# 2.5 jetta cold air intake check engine light



## mirac2008 (Apr 11, 2009)

i have a 2008 jetta 2.5L. i got a cold air intake kit from mjm autohous. the kits name was evolution tuning(A5301). it triggers my check engine light for some reason i i get up to 4000 rpm. i showed my neighbor who is a mechanic and he hooked it up to his computer and it read engine too lean. anyone have any clue what is going on with my car?


----------



## cbrabbit (May 22, 2007)

*Re: 2.5 jetta cold air intake check engine light (mirac2008)*

you need one of these to help the maf sensor to adapt. Also make sure the maf sensor is facing the right way, there is an arrow on it and the arrow should be facing towards the engine. 
http://forums.vwvortex.com/zerothread?id=4204276 your going to need to order one of these, fixed pretty much everyone's cel as far as i know, definitly fixed mine.


----------



## mirac2008 (Apr 11, 2009)

*Re: 2.5 jetta cold air intake check engine light (cbrabbit)*

is there any way u can show me a pic of the maf sensor?


----------



## cbrabbit (May 22, 2007)

*Re: 2.5 jetta cold air intake check engine light (mirac2008)*

http://forums.vwvortex.com/zerothread?id=4179478
It is in the middle, it has the plug that you have to re route around the battery


----------



## cbrabbit (May 22, 2007)

*Re: 2.5 jetta cold air intake check engine light (mirac2008)*

http://forums.vwvortex.com/zerothread?id=4134754
here is it out of the car, with a maf insert being installed to fix the cel
Your going to need to reset the cel to, disconnect the positive from your battery for 15-20 secs and then put it back on and it will clear it and you shouldn't have another cel once u put the maf sensor sleeve in and disconnect the the positive. Unless you have vag-com, but i don't think you do so your going to have to disconnect the positive and reset it that way.
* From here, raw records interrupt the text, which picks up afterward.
PR #8284, opened 2024-10-24
Uninstall `scientist` and related gems

garyhtou:
No longer used. I'm keeping the database tables though — mainly out of laziness


garyhtou:
Here's a ticket to drop the tables: https://github.com/hackclub/hcb/issues/8285

PR #8295, opened 2024-10-25
Remove `Commentable` from `Donation`

sampoder:
https://github.com/hackclub/hcb/issues/8280

All comments were moved over and backups are available in the shared drive.


garyhtou:
good call on the backup

PR #8296, opened 2024-10-25
Drop HCB Wrapped 2023 and `hcb-wrapped` NPM package

garyhtou:
## Summary of the problem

_Modified by cbrabbit at 1:51 PM 4-11-2009_


----------



## mirac2008 (Apr 11, 2009)

*Re: 2.5 jetta cold air intake check engine light (cbrabbit)*

thanks for the info! i just ordered the insert







hopefully ill put it in successfully


----------



## cbrabbit (May 22, 2007)

*Re: 2.5 jetta cold air intake check engine light (mirac2008)*

no problem, it's pretty easy. Good luck, let me know the results but i am positive that will take care of your cel issue. Your fine to continue driving with the cel until you get the sleeve in, most people did for months, including myself.


----------



## wingnut80 (Oct 16, 2005)

*Re: 2.5 jetta cold air intake check engine light (mirac2008)*

i have an 08 jetta as well, and a maf insert and vf intake sitting in my garage. i'll hopefully get around to installing them this week, and will report back with the cel status.


----------



## stangg172006 (Jul 21, 2006)

BSH
/thread


----------



## wingnut80 (Oct 16, 2005)

*Re: 2.5 jetta cold air intake check engine light (mirac2008)*


_Quote, originally posted by *mirac2008* »_thanks for the info! i just ordered the insert







hopefully ill put it in successfully 

115 miles since i installed the insert and the VF intake, and so far no cel for me.


----------



## 1cleanjetta (Apr 7, 2008)

*Re: 2.5 jetta cold air intake check engine light (wingnut80)*


_Quote, originally posted by *wingnut80* »_
115 miles since i installed the insert and the VF intake, and so far no cel for me.

200 miles with an 08, MAF insert, weapon-r secret weapon no CEL still http://****************.com/smile/emthup.gif


----------



## darkk (Jun 22, 2006)

*Re: 2.5 jetta cold air intake check engine light (mirac2008)*


_Quote, originally posted by *mirac2008* »_i have a 2008 jetta 2.5L. evolution tuning(A5301). it triggers my check engine light for some reason engine too lean. anyone have any clue 
 I had the same issue with mine. I contacted Victor at evolution tuning and he sent me a ( free ) modified maf sensor housing and that took care of the problem.


----------